What you should do: Write out the full listing exactly.

—————

PR #1138, opened 2022-04-27
solution

valerii-derkach:


src/transformState.js
```diff
@@ -5,7 +5,25 @@
  * @param {Object[]} actions
  */
 function transformState(state, actions) {
-  // write code here
+  for (const object of actions) {
+    if (object.type === 'removeProperties') {
```
iwanttosmile4u, line 9: Use switch instead of if.

src/transformState.js
```diff
@@ -5,7 +5,25 @@
...
+      for (const values of object.keysToRemove) {
+        delete state[values];
+      }
+    }
+
+    if (object.type === 'addProperties') {
+      for (const pair in object.extraData) {
```
iwanttosmile4u, line 16: You can use Object.assign() instead of this loop and add obj.extraData into state.

Denchepornyuk (approved):

PR #1139, opened 2022-04-27
solution stateful object

kitaminary:


src/transformState.js
```diff
@@ -6,6 +6,26 @@
...
+  for (const obj of actions) {
+    switch (obj.type) {
+      case 'removeProperties':
+        for (const key1 of obj.keysToRemove) {
+          delete state[key1];
+        }
+        break;
+
+      case 'addProperties':
+        for (const key2 in obj.extraData) {
```
iwanttosmile4u, line 18: You can use Object.assign() instead of this loop, where add obj.extraData into state object.

Denchepornyuk (approved):

PR #1141, opened 2022-04-27
Solution

PRO-GRAM-MER:
by mistake commited two files

### DIFF
--- a/src/transformState.js
+++ b/src/transformState.js
@@ -6,6 +6,21 @@
  */
 function transformState(state, actions) {
   // write code here
+  for (const action in actions) {
+    if (actions[action]['type'] === 'addProperties') {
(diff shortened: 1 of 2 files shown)


src/transformState.js
```diff
@@ -1,11 +1,22 @@
 'use strict';
 
-/**
- * @param {Object} state
- * @param {Object[]} actions
- */
 function transformState(state, actions) {
   // write code here
+  for (const action in actions) {
+    if (actions[action]['type'] === 'addProperties') {
```
meforoma, line 6: and same here
- de-structuring 
- `switch - case` statement

meforoma (changes requested):

VinnieJ-2k20 (approved):
Good job 👍

PR #1142, opened 2022-04-27
make stateful object

uliton:


valerii-derkach (approved):

src/transformState.js
```diff
@@ -5,7 +5,25 @@
...
+      for (const act of action.keysToRemove) {
+        delete state[act];
+      }
+    }
+
+    if (action.type === 'clear') {
+      for (const del in state) {
+        delete state[del];
+      }
+    }
```
Denchepornyuk, line 23: use `switch case` instead of `if`

Denchepornyuk (changes requested):

Denchepornyuk (approved):

PR #1144, opened 2022-04-27
solution made through suffering

DNK-forexample:


rostyslav-pyliak:
"solution made through suffering"

I understand you)

src/transformState.js
```diff
@@ -1,11 +1,27 @@
...
+    if (obj.type === 'removeProperties') {
+      for (const key of obj.keysToRemove) {
+        delete state[key];
+      }
+    }
+
+    if (obj.type === 'clear') {
+      for (const prop in state) {
+        delete state[prop];
+      }
```
Denchepornyuk, line 22: use `switch case` instead of `if`

Denchepornyuk (changes requested):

—————

Answer to the problem:
PR #1138, opened 2022-04-27
solution

valerii-derkach:


src/transformState.js
```diff
@@ -5,7 +5,25 @@
  * @param {Object[]} actions
  */
 function transformState(state, actions) {
-  // write code here
+  for (const object of actions) {
+    if (object.type === 'removeProperties') {
```
iwanttosmile4u, line 9: Use switch instead of if.

src/transformState.js
```diff
@@ -5,7 +5,25 @@
...
+      for (const values of object.keysToRemove) {
+        delete state[values];
+      }
+    }
+
+    if (object.type === 'addProperties') {
+      for (const pair in object.extraData) {
```
iwanttosmile4u, line 16: You can use Object.assign() instead of this loop and add obj.extraData into state.

Denchepornyuk (approved):

PR #1139, opened 2022-04-27
solution stateful object

kitaminary:


src/transformState.js
```diff
@@ -6,6 +6,26 @@
...
+  for (const obj of actions) {
+    switch (obj.type) {
+      case 'removeProperties':
+        for (const key1 of obj.keysToRemove) {
+          delete state[key1];
+        }
+        break;
+
+      case 'addProperties':
+        for (const key2 in obj.extraData) {
```
iwanttosmile4u, line 18: You can use Object.assign() instead of this loop, where add obj.extraData into state object.

Denchepornyuk (approved):

PR #1141, opened 2022-04-27
Solution

PRO-GRAM-MER:
by mistake commited two files

### DIFF
--- a/src/transformState.js
+++ b/src/transformState.js
@@ -6,6 +6,21 @@
  */
 function transformState(state, actions) {
   // write code here
+  for (const action in actions) {
+    if (actions[action]['type'] === 'addProperties') {
(diff shortened: 1 of 2 files shown)


src/transformState.js
```diff
@@ -1,11 +1,22 @@
 'use strict';
 
-/**
- * @param {Object} state
- * @param {Object[]} actions
- */
 function transformState(state, actions) {
   // write code here
+  for (const action in actions) {
+    if (actions[action]['type'] === 'addProperties') {
```
meforoma, line 6: and same here
- de-structuring 
- `switch - case` statement

meforoma (changes requested):

VinnieJ-2k20 (approved):
Good job 👍

PR #1142, opened 2022-04-27
make stateful object

uliton:


valerii-derkach (approved):

src/transformState.js
```diff
@@ -5,7 +5,25 @@
...
+      for (const act of action.keysToRemove) {
+        delete state[act];
+      }
+    }
+
+    if (action.type === 'clear') {
+      for (const del in state) {
+        delete state[del];
+      }
+    }
```
Denchepornyuk, line 23: use `switch case` instead of `if`

Denchepornyuk (changes requested):

Denchepornyuk (approved):

PR #1144, opened 2022-04-27
solution made through suffering

DNK-forexample:


rostyslav-pyliak:
"solution made through suffering"

I understand you)

src/transformState.js
```diff
@@ -1,11 +1,27 @@
...
+    if (obj.type === 'removeProperties') {
+      for (const key of obj.keysToRemove) {
+        delete state[key];
+      }
+    }
+
+    if (obj.type === 'clear') {
+      for (const prop in state) {
+        delete state[prop];
+      }
```
Denchepornyuk, line 22: use `switch case` instead of `if`

Denchepornyuk (changes requested):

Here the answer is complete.